━━ Dataset extract ━━

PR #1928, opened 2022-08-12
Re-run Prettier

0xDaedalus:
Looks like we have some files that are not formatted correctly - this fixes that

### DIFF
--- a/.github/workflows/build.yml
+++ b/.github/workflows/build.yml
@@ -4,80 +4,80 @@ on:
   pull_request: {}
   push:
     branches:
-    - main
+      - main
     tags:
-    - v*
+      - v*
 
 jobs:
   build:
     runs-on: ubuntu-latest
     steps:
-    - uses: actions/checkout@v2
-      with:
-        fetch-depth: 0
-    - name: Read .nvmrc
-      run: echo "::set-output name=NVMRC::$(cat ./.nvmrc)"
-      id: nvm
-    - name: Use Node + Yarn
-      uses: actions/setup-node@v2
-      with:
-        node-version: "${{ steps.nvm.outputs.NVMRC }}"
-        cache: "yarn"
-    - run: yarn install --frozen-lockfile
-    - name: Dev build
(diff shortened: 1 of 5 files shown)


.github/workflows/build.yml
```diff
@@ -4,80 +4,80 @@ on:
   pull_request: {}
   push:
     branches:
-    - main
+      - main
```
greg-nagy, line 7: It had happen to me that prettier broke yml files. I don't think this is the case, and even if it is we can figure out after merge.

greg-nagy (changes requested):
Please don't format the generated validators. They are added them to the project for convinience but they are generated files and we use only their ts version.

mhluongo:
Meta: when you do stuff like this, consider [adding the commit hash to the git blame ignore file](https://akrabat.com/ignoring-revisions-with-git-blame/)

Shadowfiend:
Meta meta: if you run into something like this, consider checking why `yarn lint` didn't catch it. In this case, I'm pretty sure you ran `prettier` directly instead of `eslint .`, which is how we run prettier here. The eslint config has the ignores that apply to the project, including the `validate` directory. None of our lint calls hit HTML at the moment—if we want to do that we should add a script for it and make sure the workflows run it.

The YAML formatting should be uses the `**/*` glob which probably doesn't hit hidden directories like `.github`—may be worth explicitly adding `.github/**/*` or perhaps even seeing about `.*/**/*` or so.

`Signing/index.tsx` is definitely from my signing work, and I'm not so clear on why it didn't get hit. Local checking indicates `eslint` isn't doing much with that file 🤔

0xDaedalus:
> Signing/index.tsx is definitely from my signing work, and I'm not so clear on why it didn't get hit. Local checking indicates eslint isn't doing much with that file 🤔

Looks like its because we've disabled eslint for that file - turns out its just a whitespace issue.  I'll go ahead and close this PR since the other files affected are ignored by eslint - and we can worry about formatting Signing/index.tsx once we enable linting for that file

━━━
━━ Dataset extract ━━

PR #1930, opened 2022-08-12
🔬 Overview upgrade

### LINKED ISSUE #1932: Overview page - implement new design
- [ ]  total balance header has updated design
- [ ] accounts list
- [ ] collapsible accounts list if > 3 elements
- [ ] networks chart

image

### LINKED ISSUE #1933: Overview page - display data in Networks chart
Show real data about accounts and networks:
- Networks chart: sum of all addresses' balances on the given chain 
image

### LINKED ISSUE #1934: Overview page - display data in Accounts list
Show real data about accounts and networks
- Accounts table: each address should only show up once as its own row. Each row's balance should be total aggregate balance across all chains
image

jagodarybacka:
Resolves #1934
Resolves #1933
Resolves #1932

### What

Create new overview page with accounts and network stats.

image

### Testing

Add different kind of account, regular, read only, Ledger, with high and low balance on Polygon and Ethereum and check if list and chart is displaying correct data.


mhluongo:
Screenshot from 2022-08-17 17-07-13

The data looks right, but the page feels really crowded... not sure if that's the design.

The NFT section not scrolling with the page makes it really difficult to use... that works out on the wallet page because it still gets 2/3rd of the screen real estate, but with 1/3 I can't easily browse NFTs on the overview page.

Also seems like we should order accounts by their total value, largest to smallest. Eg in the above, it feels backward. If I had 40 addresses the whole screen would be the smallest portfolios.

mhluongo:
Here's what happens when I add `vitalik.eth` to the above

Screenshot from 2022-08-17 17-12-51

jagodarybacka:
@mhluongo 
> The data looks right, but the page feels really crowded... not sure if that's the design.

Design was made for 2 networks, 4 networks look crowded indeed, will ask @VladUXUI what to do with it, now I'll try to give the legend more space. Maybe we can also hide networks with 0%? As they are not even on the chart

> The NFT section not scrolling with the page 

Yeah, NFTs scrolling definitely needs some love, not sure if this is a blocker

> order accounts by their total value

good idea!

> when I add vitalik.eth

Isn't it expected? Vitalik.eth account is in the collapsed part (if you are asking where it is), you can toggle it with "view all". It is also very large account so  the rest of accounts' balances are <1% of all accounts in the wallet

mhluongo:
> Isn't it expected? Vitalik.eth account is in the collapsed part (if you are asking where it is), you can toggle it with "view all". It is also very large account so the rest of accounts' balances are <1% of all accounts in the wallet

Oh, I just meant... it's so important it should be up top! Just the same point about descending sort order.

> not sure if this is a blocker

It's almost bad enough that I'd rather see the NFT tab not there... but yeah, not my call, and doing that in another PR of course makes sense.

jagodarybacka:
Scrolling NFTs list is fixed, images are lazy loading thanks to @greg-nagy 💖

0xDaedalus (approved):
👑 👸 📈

━━━
━━ Dataset extract ━━

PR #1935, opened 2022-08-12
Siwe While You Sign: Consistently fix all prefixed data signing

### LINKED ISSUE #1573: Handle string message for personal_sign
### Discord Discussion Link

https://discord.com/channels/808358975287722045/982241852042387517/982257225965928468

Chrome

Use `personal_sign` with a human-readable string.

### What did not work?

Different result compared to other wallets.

━━━

**Aim of the exercise:** Find every line in the records that has the word "order". Copy those lines.

**Solution:**
Also seems like we should order accounts by their total value, largest to smallest. Eg in the above, it feels backward. If I had 40 addresses the whole screen would be the smallest portfolios.
> order accounts by their total value
Oh, I just meant... it's so important it should be up top! Just the same point about descending sort order.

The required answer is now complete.